Plasma miR-126 Is a Potential Biomarker for Early Prediction of Type 2 Diabetes Mellitus in Susceptible Individuals

1Department of Laboratory Medicine, Shenzhen Nanshan Center for Chronic Disease Control, Shenzhen, Guangdong 518054, China
2Department of Control and Prevention for Chronic Non-Communicable Diseases, Shenzhen Nanshan Center for Chronic Disease Control, Shenzhen, Guangdong 518054, China
3Biomedical Research Institute, Shenzhen PKU-HKUST Medical Center, Shenzhen, Guangdong 518036, China
4Shenzhen Key Laboratory for Translational Medicine of Dermatology, Shenzhen PKU-HKUST Medical Center, Shenzhen, Guangdong 518036, China
5Shenzhen Key Discipline of Dermatology, Peking University Shenzhen Hospital, Shenzhen, Guangdong 518036, China
6Department of Social and Preventive Medicine, School of Public Health and Health Professions, The State University of New York, Buffalo, NY 14214, USA
7Department of Cancer Genetics, Roswell Park Cancer Institute, Buffalo, NY 14263, USA

Received 14 September 2013; Accepted 14 December 2013

Academic Editor: Thean Hock Tang

Copyright © 2013 Tao Zhang et al. This is an open access article distributed under the Creative Commons Attribution License, which permits unrestricted use, distribution, and reproduction in any medium, provided the original work is properly cited.
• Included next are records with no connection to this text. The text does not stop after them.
PR #34, opened 2022-10-07
Search chart resp

SanjeevLakhwani:
- Created a utility function out of serializing charts
- Added biosample and experiment counts and charts to the search result

### DIFF
--- a/package.json
+++ b/package.json
@@ -26,6 +26,7 @@
     "mini-css-extract-plugin": "^2.4.5",
     "react": "^16.13.1",
     "react-dom": "^16.13.1",
+    "react-icons": "^4.4.0",
     "react-json-formatter": "^0.2.1",
     "react-notify-bootstrap": "^1.0.23",
     "react-redux": "^7.2.6",
--- a/src/js/components/Search/SearchResults.js
+++ b/src/js/components/Search/SearchResults.js
@@ -33,7 +33,7 @@ const SearchResults = () => {
             <Space direction="vertical" size="middle" style={{ display: 'flex' }}>
               <Statistic
                 title="Individual Count"
-                value={isValid && status === 'count' ? (status === 'count' ? count : message) : '----'}
+                value={isValid ? (status === 'count' ? count : message) : '----'}
                 valueStyle={{ color: '#1890ff' }}
                 prefix={<TeamOutlined />}
               />
--- a/src/js/components/Search/SearchResults.js
+++ b/src/js/components/Search/SearchResults.js
@@ -1,11 +1,17 @@
 import React from 'react';
 import { useSelector } from 'react-redux';
-import { Card, Statistic } from 'antd';
+import { Card, Col, Empty, Row, Statistic, Typography } from 'antd';
 import { TeamOutlined } from '@ant-design/icons';
+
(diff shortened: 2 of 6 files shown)


package.json
```diff
@@ -26,6 +26,7 @@
     "mini-css-extract-plugin": "^2.4.5",
     "react": "^16.13.1",
     "react-dom": "^16.13.1",
+    "react-icons": "^4.4.0",
```
ppillot, line 29: How much does this add-up to the overall payload? Is it only the icons that are being requested or is the whole set downloaded to the client?

src/js/components/Search/SearchResults.js
```diff
@@ -15,13 +27,47 @@ const SearchResults = () => {
...
+        <Row gutter={16}>
+          <Col span={6}>
+            <Space direction="vertical" size="middle" style={{ display: 'flex' }}>
+              <Statistic
+                title="Individual Count"
+                value={isValid && status === 'count' ? (status === 'count' ? count : message) : '----'}
+                valueStyle={{ color: '#1890ff' }}
+                prefix={<TeamOutlined />}
+              />
+              <Statistic
```
ppillot, line 40: I think we considered this component and the following one to be displayed only when there is enough data?

src/js/utils/chart.js
```diff
@@ -0,0 +1,3 @@
+export const serializeChartData = (chartData) => {
+  return chartData.map(({ label, value }) => ({ x: label, y: value }));
```
ppillot, line 2: Nice refactor!

src/js/components/Search/SearchResults.js
```diff
@@ -15,13 +27,47 @@ const SearchResults = () => {
...
   return (
     <div style={wrapperStyle}>
-      <Card style={{ borderRadius: '10px' }}>
-        <Statistic
-          title="Count"
-          value={isValid ? (status === 'count' ? count : message) : '----'}
-          valueStyle={{ color: '#1890ff' }}
-          prefix={<TeamOutlined />}
-        />
+      <Card style={{ borderRadius: '10px', padding: '10px 33px', width: '900px' }}>
```
ppillot, line 30: Minor: the 900px width can be limiting on a phone screen... Maybe `max-width` would be more appropriate to address the issue of wide computer screens, and otherwise on narrower screen it should allow the content (i.e. the charts) to wrap.
But maybe this is limited by the `Col` component anyway...

ppillot (approved):
Some minor suggestions that can be investigated or not.
Good refactor of the code for reusability.
Can be merged if functional tests are successful.

package.json
SanjeevLakhwani: it only adds the icons that requested to the payload

src/js/components/Search/SearchResults.js
SanjeevLakhwani: the value wouldn't be returned by katsu, so it cannot really show anything

src/js/utils/chart.js
SanjeevLakhwani: ty

brouillette:
Tested and approved!

PR #35, opened 2022-10-16
Internationalization

SanjeevLakhwani:
Internatlonalized bento public, it now has translation for french and english. click on the button on site header to switch languages


gsfk (commented):
Nice! A few questions: 
- the button to change language shows the _current_ language (ie: on the English page it shows `en`). Isn't the usual practice the other way around? (ie `fr` on the English page, so that the button is more clearly a "change language" button)
- shouldn't changing the language affect the page's laguage attribute? It's always `en` no matter what language is chosen.

brouillette:
LGTM!

brouillette (approved):
👍

PR #36, opened 2022-10-31
Styling changes

SanjeevLakhwani:
- moved the search results to the top
- moved get data to the side as a floating button
- Bento public logo and the text next to it now do not overlap on zoom or small screen
- made overview charts response and responds well to screen size change
- made default chart load for a section to 3

### DIFF
--- a/src/js/components/Overview/OverviewDisplayData.js
+++ b/src/js/components/Overview/OverviewDisplayData.js
@@ -1,6 +1,6 @@
 import React from 'react';
 import { useDispatch } from 'react-redux';
-import { Row, Col } from 'antd';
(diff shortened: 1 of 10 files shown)


gsfk (approved):
Look good, with two small comments:

- On very wide screens, charts don't centre properly if there are only two charts in a category (it hugs to the left, leaving room for a phantom third chart). This happens even if none of the categories has more than two charts.

- Search results are at the top, but the button to launch a search is all the way at the bottom of the page. The main annoyance here is that the list of search fields is too big, but that's outside the scope of this pr.

dbujold:
Ready to merge!

PR #38, opened 2022-11-11
Added footer, styling & translation changes

SanjeevLakhwani:
- Added a sitewide footer
- Added rounded corners to provenance card
- Added translation to charts drawer
- Added translation to chart description tooltip
- Separated default and non-default translations


gsfk (approved):
Looks good. I find the version of the footer a bit uglier than the original bento_web version.

PR #42, opened 2022-11-16
v0.7.0 rc-1

brouillette:
- fixed translation terms
- client now relies on /config http call to obtain client name
- no more need to have 2 .env configuration file
- ci docker image build


gsfk (commented):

Type 2 diabetes mellitus (T2DM) is a major public health problem in China. Diagnostic markers are urgently needed to identify individuals at risk of developing T2DM and encourage them to adapt to a healthier life style. Circulating miRNAs present important sources of noninvasive biomarkers of various diseases. Recently, a novel plasma microRNA signature was identified in T2DM. Here, we evaluated the T2DM-related miRNA signature in plasma of three study groups: normal (fasting glucose (FG), 4.8–5.2 mmol/L), T2DM-susceptible (FG, 6.1–6.9 mmol/L), and T2DM individuals (FG, ≥7.0 mmol/L) and tested the feasibility of using circulating miRNAs to identify individuals at risk of developing T2DM. Among the 5 miRNAs included in the signature, miR-29b and miR-28-3p are not detectable. miR-15a and miR-223 have comparable expression levels among three groups. Notably, miR-126 is the only miRNA that showed significantly reduced expression in susceptible individuals and T2DM patients compared to normal individuals, suggesting that miR-126 in circulation may serve as a potential biomarker for early identification of susceptible individuals to T2DM.

1. Introduction

Diabetes mellitus (DM) affects more than 350 million people currently and additional 552 million people within the next two decades worldwide [1]. In China, the prevalence of DM has increased markedly in recent years and is now reaching epidemic proportions [2]. The Journal of American Medical Association (JAMA) reported that the number of adult diabetic patients in China has reached 113.9 million, accounting for almost one third of DM patients worldwide, indicating that DM has become a major public health issue in China [3, 4]. The majority of the cases are attributable to T2DM in China, most likely due to major diet and life style changes caused by rapid economic growth. These changes include increased nutrition and reduced physical activities which promote obesity. Along these lines, our recent survey showed that T2DM occurrence in Shenzhen, Guangzhou province, increases rapidly from 4.7% to 6.2% in the past 5 years and reaches an alert level (unpublished data). Overall, DM is becoming a major risk factor for morbidity and mortality worldwide [5]. To date, the causes of DM remain unclear and a definitive cure is still not available [6]. However, the onset and progression of DM will be drastically delayed if preventive interventions could be implemented for highly susceptible T2DM individuals before and during the initial phase of the disease. The development of biomarkers for early detection of DM will help identify individuals at risk of developing DM and greatly improve the care for these individuals and reduce or delay the occurrence and severity of the disease. Hence, the discovery of new biomarkers would enable clinicians to tailor preventive and therapeutic approaches and minimize the expected negative impacts of the disease.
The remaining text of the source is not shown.